13-Membered macrocycles and their complexometric properties: study of 7,11-bis(carboxymethyl)-1,4-dioxa-7,11-diazacyclotridecane

Abstract

The protonation constants of L1[7,11-bis(carboxymethyl)-1,4-dioxa-7,11-diazacyclotridecane] and the stability constants of complexes formed by this ligand with the alkaline-earth metal ions, the divalent first-row transition metal ions, Cd 2+, and Pb 2+ were determined by potentiometric methods, at 25°C and ionic strength 0.10 M in tetramethylammonium nitrate. In general, the stability constant values for the complexes studied are lower than expected for a potential six-co-ordinate ligand with an N 2O 4 co-ordination sphere. The complexes of L1 with metal ions, forming mainly electrostatic interactions (the alkaline-earth metal ions, Mn 2+ and Pb 2+), have a sharp decrease of stability when compared with the corresponding complexes of 12-membered ligands, L3 and L4 [7,10-bis(carboxymethyl)-1,4-dioxa-7,10-diazacyclodecane and 4,10-bis(carboxymethyl)-1,7-dioxa-4, 10-diazacyclododecane, respectively]. However, the Cu 2+ and Ni 2+ complexes of L1 and L4 have about the same values of stability constants.
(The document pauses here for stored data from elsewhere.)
PR #537, opened 2016-05-11
tesselate triangulate

og76:
this is a very interesting one to work with baricentric (tris) transform. It can help deform mesh cage or lattice or similar, and later for uv's and such

It has all the variants from simple vector or polys to  list of polygons or indices, and bmesh

there is a tricky part of it, that I don't like much, that there are 3 formulas to calc this (besides bmesh that works great)
 I would have included only the first as it is far faster, but somehow is not always accurate in terms of resulting normal (order of indices)

I may have another formula for triangulation later, but we'll see

### DIFF
--- a/nodes/geometry/tesselate_polygons.py
+++ b/nodes/geometry/tesselate_polygons.py
@@ -1,0 +1,250 @@
+import bpy
+from bpy.props import *
+from ... utils.layout import writeText
+from ... tree_info import keepNodeState
+from ... events import executionCodeChanged, propertyChanged
+from ... base_types.node import AnimationNode
+from bmesh.ops import triangulate
+from mathutils.geometry import tessellate_polygon
+from bpy_extras.mesh_utils import ngon_tessellate
+
+
+polyTypeItems = [
+    ("VECTORS", "Vectors in order", "", "", 0),
+    ("INDICES", "Simple Poly Index", "", "", 1),
+    ("INDICES_LIST", "Poly Indices List", "", "", 2),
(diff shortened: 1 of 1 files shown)


JacquesLucke:
will check this a bit later

JacquesLucke:
Is it ok to not have this in the next release? I don't find the time to check the correctness of that much 'indirect code'..

og76:
I'd prefer to have it along with barycentric (and any other that works with tris)
 with it I can do quite some tricks, like mesh/cage deform etc

as for the code, I guess the developer / write execution code can always make it clear what is there in the end 
 plus testing for actual working cases.
 I can make some blends if it's easyer ..

JacquesLucke:
Yes would be nice if you could create some very simple test files for the different scenarios.

og76:
[tesselator.blend1](https://drive.google.com/file/d/0BzzAoBwXO8dsX0J1cUE5NWFROGc/view?usp=sharing)

a quick one for all cases

JacquesLucke:
thx, will check tomorow and merge if everything works :)
Is there a specific reason why you did not call the node an_TriangulatePolygonsNode?

Looks like a lot of options, will see if we really need all of them, but let me check first.

JacquesLucke:
Until then you can start writing documentation for all the other nodes you implemented hehe

JacquesLucke:
Will merge this now. For you mainly :D
I don't think that so many people will use it.. This node is VERY likely to change in the next release.

PR #540, opened 2016-05-13
Bmesh mesh data

og76:
just like object mesh data

vert vgroups returns [] as vgroups are in object

to have vgroups "carried by bmesh" we can add a vert custom layer in bmesh from object

### DIFF
--- a/data_structures/mesh.py
+++ b/data_structures/mesh.py
@@ -92,7 +92,7 @@ class Polygon:
         return Polygon(
                  vertexLocations,
                  bmeshFace.normal,
-                 bmeshFace.calc_center_median(),
+                 bmeshFace.calc_center_median_weighted() if centerWeighted else bmeshFace.calc_center_median(),
                  bmeshFace.calc_area(),
                  bmeshFace.material_index)
  
--- a/data_structures/mesh.py
+++ b/data_structures/mesh.py
@@ -54,6 +54,13 @@ class Vertex:
     __slots__ = ("location", "normal", "groupWeights")
 
     @staticmethod
+    def fromBMeshVert(bmeshVert):
+        return Vertex(
+                 bmeshVert.co,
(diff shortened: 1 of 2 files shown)


data_structures/mesh.py
```diff
@@ -80,6 +87,16 @@ class Polygon:
     __slots__ = ("vertexLocations", "normal", "center", "area", "materialIndex")
 
     @staticmethod
+    def fromBMeshFace(bmeshFace, centerWeighted = False):
```
JacquesLucke: why is there a centered weight parameter?

nodes/mesh/bmesh_mesh_data.py
```diff
@@ -0,0 +1,66 @@
...
+        self.newOutput("Vertex List", "Vertices", "vertices")
+        self.newOutput("Polygon List", "Polygons", "polygons")
+
+    def getExecutionCode(self):
+        isLinked = self.getLinkedOutputsDict()
+        if not any(isLinked.values()): return
+
+#        yield "meshName = ''"
+#        yield "if getattr(object, 'type', '') == 'MESH':"
+#        yield "    mesh = self.getMesh(object, useModifiers, scene)"
```
JacquesLucke: you should remove code that is not used.

data_structures/mesh.py
og76: ah, I had another variant cause you can calc center as median or median weighted with an advanced option

I'll test that again to make sure we need it

nodes/mesh/bmesh_mesh_data.py
og76: sorry, I'll del all commented

og76:
may remove the weigthed center variant if affects performance in any way
not sure how useful it really is, and the blender / mesh poly center is the other

Issue #543, opened 2016-05-14
Suggestion: Subprogram Template Improvement


LeonCheung:
If users want to create subprogram from Template menu (e.g, loop), they have to first, click on the Templates, then Empty Subprogram, then click on the dropdown menu, then click on Loop, then click OK, then click again to confirm position. 6 clicks in Total...

Possible solutions for a better workflow:

A. Use three buttons instead of a dropdown menu.
B. Make them as three sliblings to Templates. (not recommended for sure)
C. Move "Empty Subprogram" out of Templates menu, make it a separate 3-item menu.

Results:

A. 4 clicks needed.
B. 2 clicks needed.
C. 3 clicks needed.

I know it appears not kinda high priority issue. FYI.

og76:
agreed. 

- should it be 3 buttons (add ..) ?
- or a separate menu next to template (the complete subprograms menu, as in shiftA)?
I used to do that in my branches ..

og76:
var 1
![templates sub](https://cloud.githubusercontent.com/assets/11709974/15272782/e1ab954e-1a8c-11e6-95bd-6a25be64e2e3.PNG)

var 2
![templates sub2](https://cloud.githubusercontent.com/assets/11709974/15272784/ea894e7c-1a8c-11e6-9366-514a9acd7eb9.PNG)

var 3
![templates sub3](https://cloud.githubusercontent.com/assets/11709974/15272785/ef4f2daa-1a8c-11e6-88f5-047591f3ca41.PNG)

(I also include the struct part into the add / subprograms menu anyway, point is if we need it here too..)

I kinda prefer 2 or 3

og76:
I'm modifying the main menu anytway to add missing nodes etc, so it's a good time to do this also 
So?

JacquesLucke:
yes we can have the subprograms menu at the bottom next to the Templates menu.
I wonder, why did you insert the Struct nodes there? I don't think that they belong there.

og76:
where else? yet another dedicated menu? they are very .. generic ..
lists? 
I also redo the menu so.. ?

btw, I guess the subprogram menu should be just the one subprograms _menu py and in the node menu I should import it? 
It's basically duplicated, same class ..

JacquesLucke:
[...]

PR #544, opened 2016-05-15
Menu 1_6

og76:
menu and template subs


og76:
ok, no import, as per #543

PR #545, opened 2016-05-16
boolean compare between

og76:
any chance here?


JacquesLucke:
hmm not absolutely sure... I think it would be better to use the expression node for this kind of operations.

expression between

Hence, the 13-membered ligand is more selective for the divalent first-row transition metal ions than the 12-membered ones are. To explain these results we suggest that probably all the donor atoms of the ligands ( L1, L3 and L4) are involved on the co-ordination to the metal ions when mainly electrostatic interactions take place (also to the Co 2+, as spectroscopic measurements have revealed) but the distances and principally the orientation of the lone-pairs of electrons of L1 are not in the better position for the co-ordination. Based on electronic and EPR spectroscopic measurements in solution and in magnetic moments of the complexes some explanations about the peculiarities of the Ni 2+ and Cu 2+ complexes of L1 and L4 were proposed. The Ni 2+ complexes of both ligands exhibit tetragonally distorted octahedral geometry, but this metal ion seems to fit better in the cage formed by L1 than that of L4, as indicated by the values of stability constants. Both ligands should adopt different arrangements around the metal ion, the distortion from the octahedron being more important for [Ni L4] reflecting the loss in terms of crystal field stabilisation energy. However, the Cu 2+ forms wit L1 a square pyramidal pentaco-ordinate complex while L4 prefers a distorted octahedral arrangement.